秦风说完就坐在那,两手还是搁在膝盖上,目光平静地看着对面的两个人。
李毅飞和卜天宁对视了一眼。
这一眼里的内容,秦风读出来了一部分。
他们对秦风的胆量是佩服的。
龙家这个庞然大物,可不是姚家那种大小猫三两只的情况。
姚家当初说倒就倒了,但龙家在京城经营了这么多年,根深叶茂。
秦风一个地级市的副书记,在龙兴业这件事上从头到尾没有一点退缩,该干什么干什么,连句软话都没有。
“嗯,秦风同志,”李毅飞收回目光,点了下头,“我们了解了。不过你放心,我们会向上反馈的。
我们要相信组织,绝不会让一些事发生的。你只需要好好工作就行。”
“谢谢领导。
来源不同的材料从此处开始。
Issue #789, opened 2016-01-16
create travis.yml jobs for separate databases


nathandunn:
We just do h2 right now, but we can expand to mysql and postgresql.

nathandunn:
It is working per the pull request.  :+1:   Thanks.

PR #811, opened 2016-01-20
Add mysql and postgres to the Travis-CI test suite

cmdcolin:
This is an initial pull request to add mysql and postgres tests to be run on travis CI.

Reference https://github.com/GMOD/Apollo/issues/789

In progress :)


cmdcolin:
You can see here that instead of one build, it launches 3 now https://travis-ci.org/GMOD/Apollo/builds/103704982

config/mysql.travis
```diff
@@ -0,0 +1,12 @@
+
+environments {
+    test {
+        dataSource{
+            dbCreate = "update" // one of 'create', 'create-drop', 'update', 'validate', ''
```
nathandunn: this should always be create-drop

nathandunn:
Overall looks great.  I'm not sure why the postgresql environment is failing.  'apollo-test' is by default what we usually use (but not in this environment, which is typically H2), but I don't see it in your code, so not sure what is up.  Dump the cache and start over?

config/mysql.travis
cmdcolin: yep. fixed

cmdcolin:
I just made it create database name apollo in .travis.yml so postgres should pass tests now

nathandunn:
This is great!  

Any idea why we can't see the log files for this?   Maybe I'm missing a link.

https://travis-ci.org/GMOD/Apollo/builds/103724257

Also, do the concurrent builds share the log?     Clicking on it directly seems to go nowhere. 

This is what I'm seeing:

screen shot 2016-01-20 at 3 23 03 pm

cmdcolin:
travis-ci has had some bumps today so log files can't be viewed (tests are still being run though) https://www.traviscistatus.com/

hopefully they recover soon :)

nathandunn:
It looks like it loaded.  I think this will be very helpful.  :+1:

Issue #803, opened 2016-01-19
add annotation count to the sequences panel


nathandunn:
Will review complexity of this.   May bump to 2.0.3.

monicacecilia:
Annotations are now counted. 
:dancer:

PR #814, opened 2016-01-21
Add annotation count to the refseq panel

cmdcolin:
Here is an example of adding annotation counts to the refseq panel

Address #803 

This doesn't have sorting on the annotation column yet, but I just wanted to put this pull request in place for review

screenshot-localhost 8080 2016-01-21 15-03-21 png resize

### DIFF
--- a/grails-app/controllers/org/bbop/apollo/SequenceController.groovy
+++ b/grails-app/controllers/org/bbop/apollo/SequenceController.groovy
@@ -192,7 +192,7 @@ class SequenceController {
                     results = results.reverse()
                 }
             }
-            render results[start..start+length] as JSON
+            render results[start..Math.min(start+length-1,results.size()-1)] as JSON
         }
         catch(PermissionException e) {
             def error=[error: "Error: "+e]
--- a/grails-app/controllers/org/bbop/apollo/SequenceController.groovy
+++ b/grails-app/controllers/org/bbop/apollo/SequenceController.groovy
@@ -192,7 +192,7 @@ class SequenceController {
                     results = results.reverse()
                 }
             }
-            render results as JSON
+            render results[start..start+length] as JSON
         }
         catch(PermissionException e) {
             def error=[error: "Error: "+e]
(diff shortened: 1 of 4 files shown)


nathandunn:
Can you share this with @deepakunni3 on this?  I'd initially assigned #814 to him.   Overall it is the right direction, but you should get the counts out with a single join query after you return them instead of iterating, which is very expensive if you have a lot of features.  

Sorting by annotation counts is not necessary, though at some point a filter might make sense.

nathandunn:
Note that this is one of those that can slip if need be.

cmdcolin:
I changed it to a sql "count" with a group by statement so I think it should be faster. To get the sequences with count of 0 i had to do a separate query and merge them but that isn't expensive.

nathandunn:
This worked well for Honeybee (nice sorting) .. I'm getting this error though for other organisms:

```
ks.conf
2016-01-29 11:35:35,220 [http-bio-8080-exec-10] WARN  apollo.JbrowseController  - File not found: /opt/apollo/Verticillium_dahliaejr/names/root.json
| Error 2016-01-29 11:35:35,475 [http-bio-8080-exec-10] ERROR errors.GrailsExceptionResolver  - IndexOutOfBoundsException occurred when processing request: [POST] /apollo/sequence/getSequences/ - parameters:
sort: count
asc: false
start: 0
name: 
length: 20
toIndex = 21. Stacktrace follows:
Message: toIndex = 21
    Line | Method
->>  962 | subListRangeCheck in java.util.ArrayList
|    954 | subList           in     ''
|    195 | $tt__getSequences in org.bbop.apollo.SequenceController
|    198 | doFilter          in grails.plugin.cache.web.filter.PageFragmentCachingFilter
|     63 | doFilter . . . .  in grails.plugin.cache.web.filter.AbstractFilter
|    449 | executeChain      in org.apache.shiro.web.servlet.AbstractShiroFilter
|    365 | call . . . . . .  in org.apache.shiro.web.servlet.AbstractShiroFilter$1
|     90 | doCall            in org.apache.shiro.subject.support.SubjectCallable

```

cmdcolin:
This was mixed up with some unrelated changes but I did a reset so that it only includes relevant changes now.

nathandunn:
I think you might have over-trimmed:

screen shot 2016-01-29 at 3 00 57 pm

cmdcolin:
No annotation count column? Might have been similar to the gff one. I am re-adding that now

cmdcolin:
Should be re-added ea1ba28

nathandunn:
Looks good.   I haven't checked it on richly annotated data yet, but I don't think it will be a problem.

Issue #764, opened 2016-01-07
Removing dbxrefs visually removes features from track


erasche:
On page reload the feature is still there, just disappears temporarily from the user-created annotation track. No rush, I know y'all are getting ready for PAG.

To reproduce:

- create feature -> gene
- edit information
- add Dbxref (I usually entered "IPR" and "10231023" (or some other string of numbers))
- do not select any dbxrefs, click "delete"

Reproducible on http://icebox.lbl.gov/Apollo2/annotator/loadLink?loc=Group1.1:644263..647766&organism=3836&tracks=Official%20Gene%20Set%20v3.2

Interesting notes:

- Seems to remove multiple features if they share the same location. If they share non-identical locations, only the selected feature will disappear.

cmdcolin:
Re-appears after a refresh but does seem reproducible otherwise

cmdcolin:
I think this is the fix for this bug. Need to send an "update" annotation event, rather than a delete 


    diff --git a/grails-app/services/org/bbop/apollo/RequestHandlingService.groovy b/grails-app/services/org/bbop/apollo/RequestHandlingService.groovy
    index bc22e20..9583cdf 100644
    --- a/grails-app/services/org/bbop/apollo/RequestHandlingService.groovy
    +++ b/grails-app/services/org/bbop/apollo/RequestHandlingService.groovy
    @@ -188,7 +188,7 @@ class RequestHandlingService {
                 AnnotationEvent annotationEvent = new AnnotationEvent(
                         features: updateFeatureContainer
                         , sequence: sequence
    -                    , operation: AnnotationEvent.Operation.DELETE
    +                    , operation: AnnotationEvent.Operation.UPDATE
                 )
                 fireAnnotationEvent(annotationEvent)
             }

erasche:
Yep, confirmed, patch fixes it for me.

nathandunn:
Cool.  Just put it in as part of the other pull request.

PR #816, opened 2016-01-21
Send an update operation when an attribute is removed

cmdcolin:
Fix the bug in this case where the delete event should be changed to an update https://github.com/GMOD/Apollo/issues/764


nathandunn:
Perfect.  Thanks for sending this through / separately from the other bug (which is going to be more complicated.    I'll wait for test passage and then approve.   Thanks!

Issue #824, opened 2016-01-25
Filters and sort are mutually exclusive in Changes report (v2.0.1)


strumpfe:
Using the Changes report page you can either sort rows (by date, organism, name, user etc.) or filter by owner, feature type or organism. Unfortunately, the filtering/sorting appear to be mutually exclusive i.e. if I filter by organism and then attempt to sort by 'Last updated' the sort overrides and filter and rows for all organisms are again included. If I sort by 'Last updated' and then attempt to filter the rows revert to a non-sorted ranking.

cmdcolin:
@strumpfe that is correct. I think it just needs to "repass" the params better if you perform the two actions (i.e. a filter and then a sort) then it keeps using the previous params.

Thanks for the report!

monicacecilia:
Sorting is possible after filter. 
Filtering is possible after sorting. 
:dancer:

PR #826, opened 2016-01-28
Add filters parameter to the recent changes page. See #824

cmdcolin:
This applies a fix to keep track of the filter parameters during sorting so that it remembers the filters after applying a sort on the columns of the table


nathandunn:
Related to #824.

cmdcolin:
Added another small patch to make it so that when submitting a filter it remembers sort order

The first commit was so that when doing a sort it remembers the filter

Should solve the "mutually exclusive" aspect of #824

nathandunn:
I like this more generic solution.  I made a few other minor cosmetic changes, as well, but overall looked good.

cmdcolin:
cool. bootstrap looks good

Issue #836, opened 2016-01-29
gff3 exports should include repeat regions and transposable elements + sequence alterations missing


nathandunn:
@monicacecilia   Please let me know if we shouldn't export these, but I can't think of a reason not too.  

@cmdcolin   I think this should be a pretty quick fix for you.

cmdcolin:
Looks like a part of the optimization that I did. I specialized the query on the Gene table. It can probably be fixed, if it's fine with you maybe leave it unreverted and I'll get a fix shortly

monicacecilia:
Yes, they should, and they do. :dancer:

Issue #748, opened 2015-12-23
Sequence modifications aren't included in gff3 export 


mpoelchau:
Hi again,

I've created some sequence mods (insertion, substitution, deletion) in the Apollo 2 demo instance:
http://icebox.lbl.gov/Apollo2/annotator/loadLink?loc=Group1.1:725082..725173&organism=3836&tracks=Official Gene Set v3.2
In Web Apollo 1, the modifications were retrievable from the exported gff3 file. However, they weren't present in the exported gff3 file from this instance (I used the export options from the 'Ref Sequence' tab). 

Apologies if this is due to my lack of familiarity with Apollo 2!

nathandunn:
This was in 2.0.0 (and working perfectly) and somehow it got removed from 2.0.1 . . . I have a few ideas where.   I'll send you the details for our training server and you can see that it *DID* work.

nathandunn:
@cmdcolin   It looks like you'd removed the sequence alteration code from the GFF3 / FASTA output.  Can you fix this when you have a chance.

cmdcolin:
Yep, will see. Sorry bout that

nathandunn:
Still needs to be tested

nathandunn:
@cmdcolin   Somehow these disappeared again.  I know they were here earlier in the GFF3 and FASTA file.

cmdcolin:
Essentially the same as #836, will fix that here in a jiff

monicacecilia:
It's all there :dancer: 
p.s: and the alterations should come with a warning: 'remember Apollo always searches for the longest ORF after each edit'. Where have I heard that before?! :smile:

PR #837, opened 2016-01-30
Add repeat region/transposable element/seq alterations to the gff3 output

cmdcolin:
This fixes an oversight pointed out in #836 and adds back repeat regions/transposable elements in a separate query (it is separate because the single features dont need complex parent/child relationships to be located)

I also added a integration test for this case as well and check for a repeat region in gff3 output


cmdcolin:
This also now adds sequence alterations and addresses #748

nathandunn:
:+1:

Issue #754, opened 2015-12-31
Include full sequence of insertion or substitution as attribute in gff3 export


mpoelchau:
It would be great if the sequence of an insertion or substitution could be included as an attribute in the gff3 export. This is currently possible through 'Reference Sequence -> Save track data', but not through the regular gff3 export.

nathandunn:
@cmdcolin   While you're in there, could you take a look at this?  Thanks!

nathandunn:
If its too crazy we can kick it to 2.0.3.

monicacecilia:
I see them in there. :dancer: 
Thanks @cmdcolin

PR #840, opened 2016-02-01
Add residue export

cmdcolin:
This addresses #754

Adds residue exports to the substitution/insertions

It also adjusts some CSS because the substitutions weren't showing up (due to the remove_chevrons change)


nathandunn:
Tested and looks good :+1:

Issue #792, opened 2016-01-16
merging and undo causes error


nathandunn:
- [x] test undo/undo merge:  add A (A1), add B (B1), change A (A2), merge A/B (AB), undo, undo (should both be there , A1, B1) == AB
  - [x] undo (A2/B1), redo A (AB)
  - [x] undo (A2/B1), redo B (AB)
  - [x] undo (A2/B1), undo (A1/B1) (test in an d failing)
- [x] test undo/ redo split: add A (A1), STE (A2), split (A3, B1), Flip B (B2)
   - [x] undo A (==A2) / redo B (A3/B2)
   - [x] undo A (==A2) / redo A (A3/B1), redo (A3/B2) (test in and failing)
   - [x] undo B (==A3/B1), undo B (==A2) (test in and failing)
   - [x] undo B (==A3/B1), redo B (==A3/B2)
- [x] set history fails (to the same place as undo) works on B, which fails (undo works on A?):
   - [x] **get history size is 0** . . . calling with B, not A . . . either search for others if not 
- [x] the original use-case should work correctly 
- [x] undo vs "setHistory" gives different results:
  - [x] **add tests for "findAllPrevious" sorted oldest(0) to newest (2) order (without a "sort" call)**
  - [x] **add tests for "findAllFuture" sorted oldest(0) to newest (2) order (without a "sort" call)**
  - [x] when calling it goes 2-1-1, instead of 1-2-1 . . . 1 should be the first add-transcripts . . does in both integration and unit tests
  - [x] **currentFeatureEvent ONLY returns a feature on an undo of a merge** . . should be the same 
  - [x] undo does A (merge to add transcript), which does "B" perfect, but then drops "A", which is confusing for either
- [x] generateHistory should mirror getHistory . . . feature on middle operation should have multiple features . . if just 1
- [x] unit test for a merge / modification on either side (getHistory  and getFutureEvents) . . . similar to this in FeatureEventServiceSpec:
   - [x] create test 
   - [x] validate test
   - [x] fix code to fix test 
- [x] create integration test that does the same thing:
   - [x] fix integration test (currently filters away wrong thing)
- [x] show history should work correctly (hides "current" / merge): 
  - [x] fix "currentFeature" part

====

Found by @monicacecilia 

```
Caused by: org.bbop.apollo.AnnotationException: Feature event list is the wrong size 0
```
Was working in 2.0.0.  

To reproduce: 
- Gene 1: GB40005
- Gene 2: GB40006

[...]

Issue #795, opened 2016-01-16
undo error when eventList is 0


nathandunn:
To reproduce (this was working in 2.0.0) . . fails in 2.0.1. 

@monicacecilia will add some images showing the history and genes of interest.

```
6-01-16 11:13:22,369 [clientInboundChannel-3] ERROR springwebsocket.GrailsSimpAnnotationMethodMessageHandler  - Unhandled exception
java.lang.reflect.InvocationTargetException
	at org.bbop.apollo.AnnotationEditorController$__do_annotationEditor_closure3_closure4_closure5.doCall(AnnotationEditorController.groovy:1075)
	at org.bbop.apollo.AnnotationEditorController$__do_annotationEditor_closure3_closure4.doCall(AnnotationEditorController.groovy:1074)
	at org.bbop.apollo.AnnotationEditorController$__do_annotationEditor_closure3.doCall(AnnotationEditorController.groovy:1070)
	at groovyx.gpars.group.PGroup$3.call(PGroup.java:289)
	at groovyx.gpars.group.PGroup$4.run(PGroup.java:313)
	at java.util.concurrent.ThreadPoolExecutor.runWorker(ThreadPoolExecutor.java:1145)
	at java.util.concurrent.ThreadPoolExecutor$Worker.run(ThreadPoolExecutor.java:615)
	at java.lang.Thread.run(Thread.java:745)
Caused by: org.bbop.apollo.AnnotationException: Feature event list is the wrong size 0
	at org.bbop.apollo.FeatureEventService.$tt__getCurrentFeatureEventIndex(FeatureEventService.groovy:694)
	at org.bbop.apollo.FeatureEventService.$tt__redo(FeatureEventService.groovy:677)
	at org.bbop.apollo.RequestHandlingService.$tt__redo(RequestHandlingService.groovy:2250)
	... 8 more
```

monicacecilia:
Screen captures

<img width="1183" alt="screen shot 2016-01-16 at 11 21 32 am" src="https://cloud.githubusercontent.com/assets/1714621/12374036/75ff45c6-bc44-11e5-9835-d03de3dfa68b.png">


<img width="798" alt="screen shot 2016-01-16 at 11 21 49 am" src="https://cloud.githubusercontent.com/assets/1714621/12374037/7b9794b6-bc44-11e5-8324-590d612a7d8e.png">

nathandunn:
Redundant with #792

nathandunn:
[...]

PR #842, opened 2016-02-02
Fix for history merges and splits

nathandunn:
Fix for #792 and #795.


nathandunn:
@deepakunni3   Can you review and test this.   This is to fix #792 and #795 .  

Thanks.

deepakunni3:
Couple of issues observed as illustrated by the attached pdf.
[issues_on_pull_request_842.pdf](https://github.com/GMOD/Apollo/files/115009/issues_on_pull_request_842.pdf)

nathandunn:
Bugs identified by Deepak:
- [ ] **Bug 1**: add A1 B1, A2 B2,  merge AB, undo AB (A2 B2), undo B2 (A2 B1), undo A2 (A1 B1 expected, but something is VERY wrong with A1 model)
   - [ ] generate test
   - [ ] fix 
- [ ] **Bug 2** (similar to above . . I think that the "second" undo in a uniform tree causes problems) add A1 B1, A2 B2,  merge AB, undo AB (A2 B2), undo at Aa (A1 B2), undo at B2 (A1 B1 expected, but something is VERY wrong with the B2 model)
   - [ ] generate test
   - [ ] fix 
- [ ] **Bug 3**: add A1 B1, modify B1 (delete exon A1 B2), modify A1 (Set readthrough stop codon = A2 B2), merge (expected AB, but fails) . .  might be a separate bug
- [ ] **Bug 4**: add A1 B1, modify A1 (SEB = A2 B1), delete exon in A2 (A3 B1), SEB B1 (A3 B2), merge (AB), undo (A3 B2), show history shows the history for the wrong value
   - [ ] generate test
   - [ ] fix

nathandunn:
@deepakunni3   I think that this is ready to review.

nathandunn:
From @deepakunni3  : 
The issue always comes up on the 3' transcript and not the 5' transcript.
[issues_on_pull_request_842_v2.pdf](https://github.com/GMOD/Apollo/files/119693/issues_on_pull_request_842_v2.pdf)

nathandunn:
This bug is reproduced by this, where it is grabbing the other index:

```
 assert uniqueNames.remove(uniqueName)
        uniqueNames.each {
            currentIndex = Math.max(getCurrentFeatureEventIndex(it), currentIndex)
        }
        int count = currentIndex + countForward
```

nathandunn:
The problem is that it calculates the currentEventIndex incorrectly.  I think its picking up both indices and taking the max.

nathandunn:
@deepakunni3   I fixed this.   I'm going to go ahead and merge it and we can re-open a new issue if it still fails.   Thanks for the detailed checking.

deepakunni3:
@nathandunn Looks good :+1:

”秦风站起来,跟两人分别握了一下手,转身推门出去了。
走廊里安静得很,只有秦风一个人的脚步声。
秦风沿着楼梯往下走,一层一层地走,脸上的表情没有丝毫的变化。
只不过秦风内心不是那么平静,没有为自己的职位和人身安全担心,他担心的是自己的父母老婆孩子。
不过话说回来,自从龙兴业拿他家人威胁他的那一天起,这件事就已经是不死不休了。
那些威胁的话,秦风记得清清楚楚。
自己为了这事查找了这么久,终于在龙兴业这找到了答案。
龙兴业不知道秦风已经知道了这事。
他还以为秦风不知道背后的人是谁又或者龙兴业自己都忘记了这件事。
秦风走出纪委大楼门口的时候,外面的阳光照在脸上,有点刺眼。
秦风眯了眯眼,站在台阶上停了一会。
眼里冷光直冒,嘴角却挂着一丝淡到几乎看不出来的弧度。
龙家。
呵呵。
希望你们别走错路。
要不然,后果不是你们能承受的。
秦风把外套拉链往上提了提,迈步下了台阶,朝自己那辆纯电车走过去。
拉开驾驶门坐进去,按了启动键,车子无声无息地驶了出去。
秦风开上大路的时候,手机在口袋里震了一下。
红灯的时候他掏出来看了一眼,是金乐阳发来的消息:张琪琪的笔录做完了,跟经济科查到的对得上。
陶霞那边也交代了一些东西,跟乐乐公司的合同记录吻合。
秦风把手机放回副驾驶座上,手指在方向盘上轻轻敲了两下。
这一局,从陶霞打电话约饭的那一刻开始,结局就已经写好了。
龙兴业以为陶霞是冲秦风去的,他以为自己只是顺带被拉进去的。
他到现在都没想明白,那壶水他喝不喝,其实都逃不掉。
他那个人,平时算计太多,真到了事上反而不知道躲了。
秦风打过方向盘拐进市委大院的时候,脑海里已经在盘算下一件事了。
龙兴业倒了,陶霞倒了,流阴市班子里空出来两个位置。
这两个位置谁来补,省里那边肯定要重新布局。
李毅飞和卜天宁今天来流阴市,不光是处理龙兴业的事,估计也有考察班子情况的意思。
秦风把车停好,推开车门下来。
市委大院里的桂花树开了,风一吹满院子都是甜丝丝的香气。
秦风闻着那股香味往办公楼走,步子不快不慢,脸上恢复了平时那副懒洋洋的神色。
仿佛刚才在纪委大楼门口那一瞬间的神色只是幻觉。